> WORK TO COMPLETE:
As you look over the data below, please find each line where the word "returns" appears, then copy it.

Start of RECORDS SHOWN

PR #9389, opened 2025-10-31
Check for null fences to avoid segfault in tests

anishmgoyal:
In some test environments, creating a sync or fence backed by an Android fence returns null. In order to avoid NPEs, cover this scenario with a null check.

### DIFF
--- a/filament/backend/src/opengl/platforms/PlatformEGLAndroid.cpp
+++ b/filament/backend/src/opengl/platforms/PlatformEGLAndroid.cpp
@@ -551,6 +551,8 @@ Platform::Sync* PlatformEGLAndroid::createSync() noexcept {
         if (sync == EGL_NO_SYNC_KHR) {
             LOG(ERROR) << "Failed to create sync: " << eglGetError();
         }
+    } else {
+        LOG(WARNING) << "Native fences not supported on this device.";
     }
     return new(std::nothrow) SyncEGLAndroid{ .sync = sync };
 }
@@ -559,13 +561,13 @@ bool PlatformEGLAndroid::convertSyncToFd(Sync* sync, int* fd) noexcept {
     assert_invariant(sync && fd);
 
     if (UTILS_UNLIKELY(!ext.egl.ANDROID_native_fence_sync)) {
+        LOG(WARNING) << "Native fences not supported, cannot convert to fd.";
         return false;
     }
 
     SyncEGLAndroid const& eglSync = static_cast<SyncEGLAndroid&>(*sync);
     if (eglSync.sync == EGL_NO_SYNC_KHR) {
-        LOG(ERROR) << "Cannot convert sync to fd, because the underlying fence "
-                      "does not exist - does this display support fences?";
+        LOG(ERROR) << "Invalid fence, cannot convert to fd.";
         return false;
     }
 


anishmgoyal:
@phoenixxxx @pixelflinger @poweifeng mind reviewing?

filament/backend/src/opengl/platforms/PlatformEGLAndroid.cpp
```diff
@@ -546,6 +546,9 @@ void PlatformEGLAndroid::destroyStream(Stream* stream) noexcept {
 
 Platform::Sync* PlatformEGLAndroid::createSync() noexcept {
     auto const sync = eglCreateSyncKHR(getEglDisplay(), EGL_SYNC_NATIVE_FENCE_ANDROID, nullptr);
+    if (sync == nullptr) {
+        LOG(ERROR) << "Failed to create sync: " << eglGetError();
+    }
     return new(std::nothrow) SyncEGLAndroid{ .sync = sync };
 }
```
z3moon, line 558: should this return SyncEGLAndroid anyway even for the error case? If Sync wouldn't work because of the null `sync`, I think we may as well return a nullptr and handle the exception case at the call site.

z3moon: I'm lacking contexts here, so my comment could be over engineering or doesn't fit the current design.

anishmgoyal: hmm - i think it breaks a few assumptions, as the null-ness of the handle is how we determine if it's been set at all, for example. that said, this will only be null in the case of cuttlefish

poweifeng (approved):

filament/backend/src/opengl/platforms/PlatformEGLAndroid.cpp
pixelflinger: Actually these are EGL extensions, and we should check the extension is here before using them. And we should have a `isSyncSupported()` which the filament side can query. So it avoids from using the feature if it's not supported.

anishmgoyal: ok i definitely should check that, and will add it. but, i'm not sure if this will actually fix the cuttlefish scenario, because the error being returned isn't that the extension isn't present - the error code is EGL_BAD_DISPLAY.

tl;dr, i think we should do both.

anishmgoyal:
@pixelflinger updated to add checks for the native sync fence extension where relevant. this now matches the pattern followed by createSync() in PlatformEGL.

note - since there currently isn't any platform-independent functionality provided by these syncs atm, we haven't been providing functions to check for platform compatibility. i'd be happy to follow-up with a proper cl to introduce something like that, but the main piece of functionality that one may or may not have is the ability to convert to an FD.

filament/backend/src/opengl/platforms/PlatformEGLAndroid.cpp
```diff
@@ -557,6 +563,12 @@ bool PlatformEGLAndroid::convertSyncToFd(Sync* sync, int* fd) noexcept {
     }
 
     SyncEGLAndroid const& eglSync = static_cast<SyncEGLAndroid&>(*sync);
+    if (eglSync.sync == EGL_NO_SYNC_KHR) {
+        LOG(ERROR) << "Cannot convert sync to fd, because the underlying fence "
+                      "does not exist - does this display support fences?";
```
pixelflinger: I would shorten this message. If `ANDROID_native_fence_sync` is supported, this should not fail here.
so I would do something like:
```
if (sync == NO_SYNC) {
 if (ANDROID_native_fence_sync)
   LOG(ERROR) << "invalid fence"
 else
   LOG(WARNING) << "fences not supported"
}
```

filament/backend/src/opengl/platforms/PlatformEGLAndroid.cpp
```diff
@@ -545,7 +545,13 @@ void PlatformEGLAndroid::destroyStream(Stream* stream) noexcept {
...
 
 Platform::Sync* PlatformEGLAndroid::createSync() noexcept {
-    auto const sync = eglCreateSyncKHR(getEglDisplay(), EGL_SYNC_NATIVE_FENCE_ANDROID, nullptr);
+    EGLSyncKHR sync = EGL_NO_SYNC_KHR;
+    if (UTILS_LIKELY(ext.egl.ANDROID_native_fence_sync)) {
+        sync = eglCreateSyncKHR(getEglDisplay(), EGL_SYNC_NATIVE_FENCE_ANDROID, nullptr);
+        if (sync == EGL_NO_SYNC_KHR) {
+            LOG(ERROR) << "Failed to create sync: " << eglGetError();
+        }
+    }
```
pixelflinger, line 556: maybe add `else LOG(WARNING)<<"not supported"`?

pixelflinger (approved):
LGTM but minor comments about the error logs.

filament/backend/src/opengl/platforms/PlatformEGLAndroid.cpp
anishmgoyal: done!

filament/backend/src/opengl/platforms/PlatformEGLAndroid.cpp
anishmgoyal: this can fail even if ANDROID_native_fence_sync is supported. while cuttlefish technically reports that the feature is available, the actual creation returns an error message. i can shorten the message, though.

anishmgoyal:
@pixelflinger updated log statements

End of RECORDS SHOWN

> TASK RESPONSE:
In some test environments, creating a sync or fence backed by an Android fence returns null. In order to avoid NPEs, cover this scenario with a null check.
anishmgoyal: this can fail even if ANDROID_native_fence_sync is supported. while cuttlefish technically reports that the feature is available, the actual creation returns an error message. i can shorten the message, though.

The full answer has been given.